**WHAT THE TASK REQUIRES**
Read the data below. Every line holding the string "apps" must be copied.

**Stored data**

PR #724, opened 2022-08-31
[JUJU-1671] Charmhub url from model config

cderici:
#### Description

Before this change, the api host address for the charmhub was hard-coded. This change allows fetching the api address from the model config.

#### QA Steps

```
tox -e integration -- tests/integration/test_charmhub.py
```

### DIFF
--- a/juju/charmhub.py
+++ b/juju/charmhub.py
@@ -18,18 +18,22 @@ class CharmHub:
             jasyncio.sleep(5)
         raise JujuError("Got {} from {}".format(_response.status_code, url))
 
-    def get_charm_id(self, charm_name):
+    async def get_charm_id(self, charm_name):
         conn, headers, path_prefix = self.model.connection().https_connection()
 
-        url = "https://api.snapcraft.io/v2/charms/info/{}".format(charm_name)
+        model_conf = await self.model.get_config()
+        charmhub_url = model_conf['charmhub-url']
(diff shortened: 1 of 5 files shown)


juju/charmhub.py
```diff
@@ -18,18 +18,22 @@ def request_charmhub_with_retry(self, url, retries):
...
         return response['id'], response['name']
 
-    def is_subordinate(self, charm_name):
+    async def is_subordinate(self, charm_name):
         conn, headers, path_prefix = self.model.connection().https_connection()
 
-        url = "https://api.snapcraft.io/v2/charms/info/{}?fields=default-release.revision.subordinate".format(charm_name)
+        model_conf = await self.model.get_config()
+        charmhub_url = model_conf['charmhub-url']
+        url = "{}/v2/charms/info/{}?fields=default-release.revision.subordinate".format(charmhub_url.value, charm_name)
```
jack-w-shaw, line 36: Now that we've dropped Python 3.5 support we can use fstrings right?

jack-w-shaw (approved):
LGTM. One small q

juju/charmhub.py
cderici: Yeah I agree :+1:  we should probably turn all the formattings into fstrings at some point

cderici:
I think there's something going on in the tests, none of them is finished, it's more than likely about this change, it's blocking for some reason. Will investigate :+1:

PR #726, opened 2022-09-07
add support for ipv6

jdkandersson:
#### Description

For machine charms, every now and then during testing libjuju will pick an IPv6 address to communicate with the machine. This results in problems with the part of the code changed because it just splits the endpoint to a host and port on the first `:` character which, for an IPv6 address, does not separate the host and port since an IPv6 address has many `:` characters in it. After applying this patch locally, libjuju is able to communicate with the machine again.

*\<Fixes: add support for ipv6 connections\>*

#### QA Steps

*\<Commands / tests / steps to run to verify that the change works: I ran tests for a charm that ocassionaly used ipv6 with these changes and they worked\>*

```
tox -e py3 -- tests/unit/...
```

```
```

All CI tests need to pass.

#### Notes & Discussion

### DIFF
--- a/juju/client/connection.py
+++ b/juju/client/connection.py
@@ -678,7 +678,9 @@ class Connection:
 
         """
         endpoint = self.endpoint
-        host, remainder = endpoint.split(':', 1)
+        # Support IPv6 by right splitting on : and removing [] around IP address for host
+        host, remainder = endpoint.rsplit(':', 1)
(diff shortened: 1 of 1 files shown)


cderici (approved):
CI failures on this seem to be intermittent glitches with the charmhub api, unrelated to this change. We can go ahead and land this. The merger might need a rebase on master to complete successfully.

==

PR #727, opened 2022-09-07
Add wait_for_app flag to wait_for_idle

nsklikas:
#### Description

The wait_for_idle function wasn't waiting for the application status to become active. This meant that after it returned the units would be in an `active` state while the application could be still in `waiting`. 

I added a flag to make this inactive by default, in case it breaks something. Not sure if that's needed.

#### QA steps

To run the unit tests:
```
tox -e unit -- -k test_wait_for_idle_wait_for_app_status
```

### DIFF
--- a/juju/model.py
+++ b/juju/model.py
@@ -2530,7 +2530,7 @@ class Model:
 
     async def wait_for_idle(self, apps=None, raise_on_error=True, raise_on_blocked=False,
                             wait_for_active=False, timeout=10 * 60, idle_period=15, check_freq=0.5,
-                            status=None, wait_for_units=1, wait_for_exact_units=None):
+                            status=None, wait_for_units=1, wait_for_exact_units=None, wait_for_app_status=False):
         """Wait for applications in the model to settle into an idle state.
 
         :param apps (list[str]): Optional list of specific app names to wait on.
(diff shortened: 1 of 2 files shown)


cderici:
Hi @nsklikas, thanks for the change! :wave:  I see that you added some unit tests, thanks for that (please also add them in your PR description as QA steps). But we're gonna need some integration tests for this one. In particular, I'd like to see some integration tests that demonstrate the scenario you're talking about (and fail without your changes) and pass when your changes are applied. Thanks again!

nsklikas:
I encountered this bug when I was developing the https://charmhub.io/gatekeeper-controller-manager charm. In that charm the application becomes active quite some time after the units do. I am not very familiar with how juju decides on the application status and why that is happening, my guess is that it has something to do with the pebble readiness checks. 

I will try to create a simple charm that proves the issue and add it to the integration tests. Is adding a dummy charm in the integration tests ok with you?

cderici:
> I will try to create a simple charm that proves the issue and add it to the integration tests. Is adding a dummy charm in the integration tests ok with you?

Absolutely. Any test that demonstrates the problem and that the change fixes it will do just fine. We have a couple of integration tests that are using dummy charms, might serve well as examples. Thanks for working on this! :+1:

**RESPONSE BOX**
     async def wait_for_idle(self, apps=None, raise_on_error=True, raise_on_blocked=False,
         :param apps (list[str]): Optional list of specific app names to wait on.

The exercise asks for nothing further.